Die wenigen Einwohner von Nyksund haben beschlossen, bei klaren Nächten die Straßenlaternen auszuschalten – so können Einheimische und Besucher das Nordlicht besser sehen!

Die Königinnenroute von Nyksund nach Stø

Die Vesterålen sind ein Wanderparadies, wo der Horizont in nahezu jeder Richtung auf das Meer trifft. Nyksund ist da keine Ausnahme.

Der berühmteste Wanderweg in dieser Gegend heißt Dronningruta – die Route der Königin. Tatsächlich ist der Weg nach Ihrer Majestät Königin Sonja (der Königin von Norwegen) benannt, die den Weg 1994 eröffnete.

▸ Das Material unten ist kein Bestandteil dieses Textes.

PR #352, opened 2025-04-30
Remove 'null' support for JSON Schema types

### LINKED ISSUE #264: Suggestion: a2a.json schema need not have null types as an option for non-required properties
I noticed a repeated pattern
`
"anyOf": [
              {
                "type": "string"
              },
              {
                "type": "null"
              }
            ],
`
When the property isn't required, it seems cleaner for the user to omit it rather than giving  them the option specify a null.

whitlockjc:
This commit also makes running the A2A specification tests much simpler.

Fixes #264 🦕

### DIFF
--- a/specification/json/a2a.json
+++ b/specification/json/a2a.json
@@ -13,15 +13,7 @@
             "type": "array"
           },
           "credentials": {
-            "anyOf": [
-              {
-                "type": "string"
-              },
-              {
-                "type": "null"
-              }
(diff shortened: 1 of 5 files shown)


whitlockjc:
I'll work on the lint changes, but not sure they all apply. Seems like lint was configured after this file was added.

kthota-g (approved):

Folgen Sie ihren Spuren auf einer Rundwanderung von Nyksund nach Stø, einem weiteren charmanten Fischerdorf auf den Vesterålen. Der markierte Weg ist etwa 15 Kilometer lang und schlängelt sich entlang der Küste, über Berggipfel und Sumpfgebiete und vorbei an einem weißen Sandstrand.

In Stø können Sie an einer Walsafari auf einem Katamaran oder einer Vogel- und Robbensafari mit einem RIB-Boot (schnelles Festrumpfschlauchboot) teilnehmen.

Besuchen Sie traumhafte Fischerdörfer

Neben Nyksund entdecken Sie noch viele weitere Fischerdörfer und alte Handelsposten auf den Vesterålen in Nordnorwegen. Neben Stø können Sie im Sommer auch die hübschen Dörfer Skipsnes und Tinden sowie den modernen Fischereihafen Myre besuchen. Und verpassen Sie keinesfalls Bleik, einen wunderschönen weißen Strand. Machen Sie von hier eine Bootsfahrt nach Bleiksøya – eine der bekanntesten Vogelkolonien Norwegens.

Auch im kleinen Fischerdorf Andenes warten viele spannende Erlebnisse und Sehenswürdigkeiten. Beliebt sind Walsafaris zu den Riesen der Meere, und es gibt sogar ein Raumfahrtzentrum!